The significant performance differences between Hive and Edws led the industry to suspect that the generic data processing engine had inherent flaws in query processing. Many people believe that interactive SQL requires an expensive professional query system (relative to the universal data engine. ) (e.g. Edws). Shark is one of the first interactive SQL tools built on a Hadoop system and is the only one built on spark.   Shark proves that hive's flaws are not inherent, and that a common data engine like spark can do it at the same time: as fast as EDW, as large as hive/mapreduce. From Shark to Spark SQL
Shark is based on the hive code and is swapped out for a partial physical execution plan of hive (by swapping out the physical execution engine part of Hive). This approach allows shark users to accelerate hive queries, but Shark inherits the large and complex code baselines of hive that make shark difficult to optimize and maintain.  As we encounter the upper limit of performance optimization and some of the complex analysis functions of integrated SQL, we find that the framework of the mapreduce design of hive limits the development of shark. Based on the above reasons, we stopped shark the development of this standalone project and turned to spark SQL. Spark SQL isas a spark component, make the most of Spark's work from scratch. This new design makes our data faster and ultimately delivers a better and more powerful tool for the user to experience. For SQL users, spark SQL provides good performance and is compatible with shark, hive.  (Performance increases by one order of magnitude). For spark users, spark SQL provides simple (narrow-waist) operations on structured data.  That's true. For advanced data analysis unifies the use of SQL (Structured Query Language) and imperative language. For a master of Open source, Spark SQL provides a new and elegant way to build a query plan. People can easily add new optimizations within this framework. We are also touched by the enthusiasm of the open source contributors ... Balabala
Hive on Spark Project (HIVE-7292) says that everyone wants hive to support the hive on spark function as soon as possible. And how good the future is. Balabala







From for notes (Wiz)

Past life: Hive, Shark, Spark SQL

Contact Us

The content source of this page is from Internet, which doesn't represent Alibaba Cloud's opinion; products and services mentioned on that page don't have any relationship with Alibaba Cloud. If the content of the page makes you feel confusing, please write us an email, we will handle the problem within 5 days after receiving your email.

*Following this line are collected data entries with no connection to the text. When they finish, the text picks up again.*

PR #971, opened 2015-08-20
[WFCORE-891] jboss-deployment-structure.xml resource root allows bad references

elguardian:
JIRA https://issues.jboss.org/browse/WFCORE-891

I tried to cover these two use cases:
1) If the project is deployed exploded, then you can reference
outside the deployment; check whether the reference is a child
of the deployment root

2) the project is an archive. In this case you cannot reference outside
the deployment (VFS Zip file system) but you can reference a
non-existant resource-root; check if the file exist or not.

Note: when the JAR is inside the deployment, this is processed by
EarStructureProcessor. So if it is a jar/sar is mounted in that stage.

### DIFF
--- a/server/src/main/java/org/jboss/as/server/deployment/module/descriptor/JBossDeploymentStructureParser10.java
+++ b/server/src/main/java/org/jboss/as/server/deployment/module/descriptor/JBossDeploymentStructureParser10.java
@@ -522,8 +522,22 @@ public class JBossDeploymentStructureParser10 implements XMLElementReader<ParseR
                             Closeable closable = null;
                             if(overlay != null) {
                                 overlay.remountAsZip(false);
-                            } else if(child.isFile()) {
-                                closable = VFS.mountZip(child, child, TempFileProviderService.provider());
+                            } else {
+                                if(!child.exists()) {
+                                    // the reference does not exist
+                                    throw ServerLogger.ROOT_LOGGER.illegalResoureRootReference(child.getName());
+                                } else if(child.isFile()) {
+                                    try {
+                                        // check if the resource-root is within the deployment or not
+                                       if(child.getPathNameRelativeTo(deploymentRootFile) != null) {
+                                          closable = VFS.mountZip(child, child, TempFileProviderService.provider());
+                                       }
+                                    } catch(IllegalArgumentException err) {
+                                       throw ServerLogger.ROOT_LOGGER.illegalResoureRootReference(child.getName());
+                                    }
+                                }
+                                // the only thing left is either a directory or a jar/sar mounted already by EarStructureProcessor
+                                // not need to do any action
                             }
                             final MountHandle mountHandle = new MountHandle(closable);
                             ResourceRoot resourceRoot = new ResourceRoot(name, child, mountHandle);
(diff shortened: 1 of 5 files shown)


ctomc:
@elguardian can you please rebase this?

server/src/main/java/org/jboss/as/server/logging/ServerLogger.java
```diff
@@ -1159,4 +1159,14 @@ OperationFailedException illegalCombinationOfHttpManagementInterfaceConfiguratio
 
     @Message(id = 232, value = "Could not get module info for module name: %s")
     OperationFailedException couldNotGetModuleInfo(String moduleName, @Cause Throwable cause);
+
+    @Message(id = 233, value = "Undeployed \"%s\" (runtime-name: \"%s\")")
+    String deploymentUndeployedNotification(String managementName, String deploymentUnitName);
```
jamezp: This is never used and be removed

server/src/main/java/org/jboss/as/server/logging/ServerLogger.java
```diff
@@ -1159,4 +1159,14 @@ OperationFailedException illegalCombinationOfHttpManagementInterfaceConfiguratio
...
+
+    @Message(id = 234, value = "Deployed \"%s\" (runtime-name : \"%s\")")
+    String deploymentDeployedNotification(String managementName, String deploymentUnitName);
```
jamezp: This is never used and should be removed.

server/src/main/java/org/jboss/as/server/deployment/module/descriptor/JBossDeploymentStructureParser10.java
```diff
@@ -522,8 +522,22 @@ private static void parseResourceRoot(final DeploymentUnit deploymentUnit, final
...
-                            } else if(child.isFile()) {
-                                closable = VFS.mountZip(child, child, TempFileProviderService.provider());
+                            } else {
+                                if(!child.exists()) {
+                                    // the reference does not exist
+                                    throw ServerLogger.ROOT_LOGGER.illegalResoureRootReference(child.getName());
+                                } else if(child.isFile()) {
+                                    try {
+                                        // check if the resource-root is within the deployment or not
+                                       if(child.getPathNameRelativeTo(deploymentRootFile) != null) {
```
jamezp: This check won't work. The JavaDoc for `VirtualFile.getPathNameRelativeTo()` states:
> Get the path name relative to a parent virtual file. If the given virtual file is not a parent of this virtual file, then an IllegalArgumentException is thrown.

Note this is true for each parser, but I'll just comment on this one.

jamezp: Let me rephrase that. What I mean is that `null` will never be returned. It doesn't seem quite right to use the exception thrown as the determining factor of whether it's outside the deployment or not.

jamezp:
Just a general note for reviewers. @stuartwdouglas stated in [WFCORE-700](https://issues.jboss.org/browse/WFCORE-700?focusedCommentId=13086848&page=com.atlassian.jira.plugin.system.issuetabpanels:comment-tabpanel#comment-13086848)
> &lt;resource-root&gt; was only intended to be used to access files inside the deployment, it was not intended to allow access to external libraries.

So some kind of fix is likely needed. I do wonder if users are relying on this behavior as it's been like this since the beginning I believe.

server/src/main/java/org/jboss/as/server/deployment/module/descriptor/JBossDeploymentStructureParser10.java
elguardian: @jamezp I agree that the solution regarding the check is a hack but I did not find any other way to rely on VFS to check a path being relative to another path. I mean there is no child.isPathRelativeTo(parent). Maybe @ctomc knows if there is anything in the API regarding this kind of checks.

elguardian:
That's exactly the validation this fix is trying to do.

PR #972, opened 2015-08-20
[WFCORE-898] Upgrade to WildFly Elytron 1.0.0.CR1.

darranl:
This is a slimmed version of the library containing just the security manager implementation.


bstansberry:
retest this please

The "Core - Full Integration" failure seems related but the Linux one probably isn't.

If you find any instances of plagiarism from the community, please send an email to: info-contact@alibabacloud.com and provide relevant evidence. A staff member will contact you within 5 working days.

A Free Trial That Lets You Build Big!

Start building with 50+ products and up to 12 months usage for Elastic Compute Service

  • Sales Support

    1 on 1 presale consultation

  • After-Sales Support

    24/7 Technical Support 6 Free Tickets per Quarter Faster Response

  • Alibaba Cloud offers highly flexible support services tailored to meet your exact needs.